Of the date of his death, there seems to be unanimity in marking it as February 7, 1997. Of course, Jose Garcia Villa had pronounced himself deathless in so many words, the mortal creature standing up to his Creator.

I never had the chance to meet him, but from what I’d heard about him, I figure he would have been thrilled by the idea of an official centennial year in his name, never mind that not one in a hundred Filipinos would even know nor care who he is, proclamation or no proclamation. We’re told that true poets and artists disdain (or should disdain) such worldly honors, but not Villa.

I seem to recallsomebody correct me here if I’m wrong that when he was named National Artist shortly after the proclamation of martial law, he made several demands to accompany his acceptance of the award (and here you’d have to remember that he was living in relative penury as a longtime exile in New York): four barong tagalog outfits, a suite at the Manila Hotel, and a chauffeur-driven car. Some Filipinos were appalled by Villa’s nerve  who did he think he was?  but indeed, that was Villa’s point, and rightly so: surely a regime that could afford to fly in and to fete second-rate Hollywood movie stars could afford to treat a “National Artist” with the proper grandeur?
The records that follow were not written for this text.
PR #8162, opened 2024-07-17
breaking: rework how links database migrations are managed

adrien2p:
FIXES: FRMW-2588

Breaking: rework how links database schema is managed

This PR updates the process/flow to keep the database in sync with the links defined by the user application or the installed packages.

Earlier, we used to `migrate` and `revert` the database for the defined links. We move away from these concepts and instead perform a `sync`. Here's the rationale.

- The links are managed in the code, and we do not expect you to define migrations for them.
- Therefore, the new sync engine will look at your app's current set of links and compute the database state from that.
- The sync engine will create the needed database tables if you define a new link.
- If you remove a link, the sync engine will drop the database table created earlier.
- If you modify a link, the sync engine will alter the database table (which might lead to data loss in some instances).

To conclude, the sync engine puts the database into its final state based on the links defined in your codebase. It keeps track of links inside the `link_module_migrations` table so that it can detect link removals and alterations as well.

## Introducing the `links sync` command
The `npx medusa links sync` command runs the sync engine and updates the database with the links defined in your codebase. The following are some screenshots from the `links sync` command.

### When new tables are created

In the following example, the sync engine detects the database tables that must be created for the links. It creates those tables and displays a log of them.

tables_created

### When existing tables are updated

In the following example, the sync engine detects a change in some existing links and decides to alter the database tables for them. Since these alter commands are safe to execute (no data loss will occur), the sync engine will execute the SQL commands immediately.

tables_updated_with_sql_queries

### When existing tables are updated (but might lead to data loss)

In the following example, the sync engine detects a change in some existing links, which alters the database tables. However, this change might lead to some data loss, so we display a prompt for the user to manually approve the changes.

constent_to_update_the_tables

### When existing tables are deleted

In the following example, the sync engine detects that a pre-existing link has been removed from the codebase and offers to do the database cleanup. A prompt is displayed if the user wants to preserve the table to prevent data loss.

constent_with_deleting


thetutlage:
I see we have this `import { MigrationsExecutionPlanner } from "@medusajs/link-modules"` import inside the `modules-sdk`. I believe, the modules-sdk should not rely on the link module, because it feels like a core sdk is rely on high-level modules as a dependency. Maybe, I am wrong :). WDYT?

packages/modules/link-modules/integration-tests/__tests__/migrations.spec.ts
```diff
@@ -0,0 +1,152 @@
...
+        expect(actionPlan[0]).toEqual({
+          action: "create",
+          linkDescriptor: {
+            fromModule: "User",
+            toModule: "Car",
+            fromModel: "user",
+            toModel: "car",
+          },
+          tableName: "User_user_Car_car",
+          sql: 'create table "User_user_Car_car" ("user_id" varchar(255) not null, "car_id" varchar(255) not null, "id" varchar(255) not null, "created_at" timestamptz(0) not null default CURRENT_TIMESTAMP, "updated_at" timestamptz(0) not null default CURRENT_TIMESTAMP, "deleted_at" timestamptz(0) null, constraint "User_user_Car_car_pkey" primary key ("user_id", "car_id"));\ncreate index "IDX_car_id_-8c9667b4" on "User_user_Car_car" ("car_id");\ncreate index "IDX_id_-8c9667b4" on "User_user_Car_car" ("id");\ncreate index "IDX_user_id_-8c9667b4" on "User_user_Car_car" ("user_id");\ncreate index "IDX_deleted_at_-8c9667b4" on "User_user_Car_car" ("deleted_at");\n\n',
```
adrien2p, line 59: we might need to review the index name generation @carlos-r-l-rodrigues 😂

carlos-r-l-rodrigues: Yeah, it's using the `simpleHash` of the table name.
we have to be aware of the limit of 63 chars to name stuff in Postgres. Maybe place some todos to manage that nicely later

carlos-r-l-rodrigues: if people use very long names for their modules + entities this will cause issues at the moment,

adrien2p: yes for sure, nothing to do now though

olivermrbl (approved):
Overall LGTM, great work @thetutlage @adrien2p 💪 

Do we need to include anything actional in the release notes about this change?

thetutlage:
> Do we need to include anything actional in the release notes about this change? If not, I'll copy over the PR description as is. Think it's good.

No additional actions are needed. We infact account for the use-cases where someone will run this command on an existing project. So we should be all good to go

olivermrbl:
> No additional actions are needed. We infact account for the use-cases where someone will run this command on an existing project. So we should be all good to go

Love it!

PR #8165, opened 2024-07-17
fix: Remove the option to pass a container to workflow engine API

sradevski:


carlos-r-l-rodrigues:
The `container` is optional `?` already. Probably we can keep this no?

sradevski:
> The `container` is optional `?` already. Probably we can keep this no?

@carlos-r-l-rodrigues We chatted with Adrien and said that it's probably better to just remove it until we have a need for it, and add it then (it wasn't used anywhere anyway). Let me know if you think differently

carlos-r-l-rodrigues (approved):

carlos-r-l-rodrigues:
That doesn't change much at the moment. I just prefer to have available options in place, but if needed we just add it back.

PR #8169, opened 2024-07-17
feat: Add support for private files to file module

sradevski:
CLOSES CC-213

### DIFF
--- a/packages/modules/providers/file-s3/integration-tests/__tests__/services.spec.ts
+++ b/packages/modules/providers/file-s3/integration-tests/__tests__/services.spec.ts
@@ -35,45 +35,50 @@ describe.skip("S3 File Plugin", () => {
       }
     )
   })
+  ;(["public", "private"] as const).forEach((access) => {
+    it("uploads, reads, and then deletes a file successfully", async () => {
+      const fileContent = await fs.readFile(fixtureImagePath)
+      const fixtureAsBinary = fileContent.toString("binary")
 
-  it("uploads, reads, and then deletes a file successfully", async () => {
-    const fileContent = await fs.readFile(fixtureImagePath)
-    const fixtureAsBinary = fileContent.toString("binary")
+      const resp = await s3Service.upload({
+        filename: "catphoto.jpg",
+        mimeType: "image/jpeg",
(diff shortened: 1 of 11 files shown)


packages/modules/providers/file-s3/integration-tests/__tests__/services.spec.ts
```diff
@@ -35,45 +35,50 @@ describe.skip("S3 File Plugin", () => {
...
+      expect(signedUrlFile.toString("binary")).toEqual(fixtureAsBinary)
 
-    await s3Service.delete({ fileKey: resp.key })
+      await s3Service.delete({ fileKey: resp.key })
 
-    // TODO: Currently the presignedURL will be returned even if the file doesn't exist. Should we check for existence first?
-    const deletedFileUrl = await s3Service.getPresignedDownloadUrl({
-      fileKey: resp.key,
-    })
+      // TODO: Currently the presignedURL will be returned even if the file doesn't exist. Should we check for existence first?
```
olivermrbl, line 72: It sounds reasonable to check for existence in `getPresignedDownloadUrl` and throw `File not found` or similar, if that is the case. Wdyt?

olivermrbl (approved):
LGTM

packages/modules/providers/file-s3/integration-tests/__tests__/services.spec.ts
sradevski: @olivermrbl Yeah I think it makes sense, the only downside is that it requires one more request, so I was a bit unsure if we want to make the 99% of the requests slower for better error message.

Now that I think about it though, presigned URLs are only valid for private files, which will be a lot less common, so maybe we can add the check. WDYT?

Btw I'll just merge this PR as it is unrelated, and depending on what we decide I'll open a new one.

olivermrbl: Yeah, sounds good to me. No need to rush with the follow-up PR though. Can be tackled later.

sradevski: I'll just open a ticket for now

PR #8170, opened 2024-07-17
fix: product module joiner config

adrien2p:
**what**
Fix product module joiner config missing suffix

FIXES FRMW-2600


sradevski (approved):

adrien2p:
Not to be merged, the method suffix is computed under the hood automatically. Ill rework this pr to provide the true fox

adrien2p:
@shahednasser you can test the next snapshot 👍 
Just to let you know, the field alias being used for the remote query is the snake case version of the entity name (singular/plural depending on isList). Meaning that in your scenario, you want to add the following field: `product_variant.*`. don't know if that part is documented

shahednasser:
@adrien2p I tried that but got an error that `product_variant` property doesn't exist. Would this be fixed with this change?

adrien2p:
> @adrien2p I tried that but got an error that `product_variant` property doesn't exist. Would this be fixed with this change?

yes it will 👍 keep me in touch, lets generate a snap

olivermrbl (approved):

shahednasser (approved):
LGTM issue fixed 🎉

PR #8171, opened 2024-07-17
chore(medusa,core-flows): begin and cancel receive return

carlos-r-l-rodrigues:
What:
* `POST /admin/returns/:id/receive` 
* `DELETE /admin/returns/:id/receive`

CLOSES: CC-189

### DIFF
--- a/packages/medusa/src/api/admin/returns/[id]/receive/route.ts
+++ b/packages/medusa/src/api/admin/returns/[id]/receive/route.ts
@@ -4,6 +4,8 @@ import {
 } from "@medusajs/core-flows"
 import {
   ContainerRegistrationKeys,
+  ModuleRegistrationName,
+  promiseAll,
   remoteQueryObjectFromString,
 } from "@medusajs/utils"
 import {
@@ -17,6 +19,7 @@ export const POST = async (
   res: MedusaResponse
 ) => {
   const remoteQuery = req.scope.resolve(ContainerRegistrationKeys.REMOTE_QUERY)
+  const orderModuleService = req.scope.resolve(ModuleRegistrationName.ORDER)
 
   const { id } = req.params
 
@@ -39,11 +42,14 @@ export const POST = async (
     fields: req.remoteQueryConfig.fields,
   })
 
-  const [orderReturn] = await remoteQuery(queryObject)
+  const [order, orderReturn] = await promiseAll([
+    orderModuleService.retrieveOrder(result.order_id),
+    remoteQuery(queryObject),
+  ])
 
   res.json({
-    order_change: result,
-    return: orderReturn,
+    order,
+    return: orderReturn[0],
   })
 }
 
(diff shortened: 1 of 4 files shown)


packages/core/core-flows/src/order/workflows/return/begin-receive-return.ts
```diff
@@ -0,0 +1,73 @@
...
+        return {
+          change_type: "return" as const,
+          order_id: order.id,
+          return_id: orderReturn.id,
+          created_by: input.created_by,
+          description: input.description,
+          internal_note: input.internal_note,
+        }
+      }
+    )
```
olivermrbl, line 70: question: Can we tell if this change is for receiving the return? It doesn't look different from the begin return request action, but maybe this is intentional, so just asking out of curiosity.

packages/core/core-flows/src/order/workflows/return/cancel-receive-return.ts
```diff
@@ -0,0 +1,69 @@
...
+    }).config({ name: "order-query" })
+
+    const orderChange: OrderChangeDTO = useRemoteQueryStep({
+      entry_point: "order_change",
+      fields: ["id", "status", "version"],
+      variables: {
+        filters: {
+          order_id: orderReturn.order_id,
+          return_id: orderReturn.id,
+          status: [OrderChangeStatus.PENDING, OrderChangeStatus.REQUESTED],
```
olivermrbl, line 59: question: Can a receivable return be pending?

packages/medusa/src/api/admin/returns/[id]/receive/route.ts
```diff
@@ -9,12 +16,52 @@ export const POST = async (
...
+      },
+    },
+    fields: req.remoteQueryConfig.fields,
   })
 
-  res.status(200).json({ return: result })
+  const [orderReturn] = await remoteQuery(queryObject)
+
+  res.json({
+    order_change: result,
```
Comment (olivermrbl) [inline packages/medusa/src/api/admin/returns/[id]/receive/route.ts]: thought: Would it make sense to return the order + return?

olivermrbl (approved):
Overall LGTM, just had a few questions 💪

packages/core/core-flows/src/order/workflows/return/begin-receive-return.ts
carlos-r-l-rodrigues: This type is generic and it is just covering "return", "claim", "exchange" and "edit". It is indeed the same as begin return request, the difference is that the return already exist.

packages/core/core-flows/src/order/workflows/return/cancel-receive-return.ts
carlos-r-l-rodrigues: This is only the status of the OrderChange entity. Not the return itself.
This status is pending while the changes are being done in the UI and they are not yet confirmed.

packages/medusa/src/api/admin/returns/[id]/receive/route.ts
Comment (carlos-r-l-rodrigues) [reply packages/medusa/src/api/admin/returns/[id]/receive/route.ts]: yeah, we can do it.
I will change it

PR #8176, opened 2024-07-18
chore: update ModuleRegistrationName imports to @medusajs/utils across docs

marianocordoba:
### What

Update some wrong imports of `ModuleRegistrationName` from `@medusajs/modules-sdk` to `@medusajs/utils`


carlos-r-l-rodrigues:
Thanks @marianocordoba.
That was part of some cleanup tasks we had and it was done.

PR #8178, opened 2024-07-18
feat: Add product export endpoint and a dummy workflow

sradevski:
CLOSES CC-222


integration-tests/http/__tests__/product/admin/product-export.spec.ts
```diff
@@ -0,0 +1,396 @@
...
+            tags: [{ value: "new-tag" }],
+            type_id: baseType.id,
+          }),
+          adminHeaders
+        )
+      ).data.product
+    })
+
+    describe("POST /admin/products/export", () => {
+      it("should export a csv file containing the expected products", async () => {
```
sradevski, line 74: The tests will be enabled once the workflow is implemented (follow-up PRs)

olivermrbl (approved):

integration-tests/http/__tests__/product/admin/product-export.spec.ts
```diff
@@ -0,0 +1,398 @@
...
+          "/admin/products/export",
+          {},
+          adminHeaders
+        )
+
+        const workflowId = batchJobRes.data.workflow_id
+        expect(workflowId).toBeTruthy()
+
+        // Pull to check the status until it is completed
+        while (true) {
```
carlos-r-l-rodrigues, line 86: General comment from someone that is not aware of all the underlying mechanism and not only valid for the test here:
This looks a good use case for the workflow engine and the async workflow triggers the action and we subscribe to that transaction to handle when it is done.
Even to push these events to the UI would be great.

sradevski: Yeah agreed, I just copy-pasted the tests from the original batch tests, and I will be changing them as I am implementing the exports. I'll try using what you suggested instead of the while loop 👍

PR #8180, opened 2024-07-18
docs: fix module provider definition export

shahednasser:
Fix the module definition of provider modules to export an object with a `services` property.


olivermrbl (approved):
LGTM, perhaps we should consider adding a `ModuleProvider` export or see if we can reuse the existing `Module` export @adrien2p

adrien2p:
> LGTM, perhaps we should consider adding a `ModuleProvider` export or see if we can reuse the existing `Module` export @adrien2p

We cant reuse the same one as they do not export the same thing :) I add a similar issue locally because of fail build but yes we could have an ModuleProvider same as we have Module except that it would be lighter but typed

olivermrbl:
> We cant reuse the same one as they do not export the same thing

What I was thinking was we could introduce a `type` option or similar to `Module`. But I can see the benefit in having a separate util – it makes the usage more obvious for the two cases.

Speaking of literary centennials, those of the Grand Old Men of Philippine literature in English are or will soon be upon us: Bienvenido Santos, 1911; NVM Gonzalez, 1915; Francisco Arcellana, 1916; Nick Joaquin, 1917. Whoever is crafting these Presidential Proclamations, kindly take note. (And while you’re at it, decree as well, perhaps, that a poem or a story by these good gentlemen be published and read throughout the archipelago on their natal day, to lend some substance to the form?)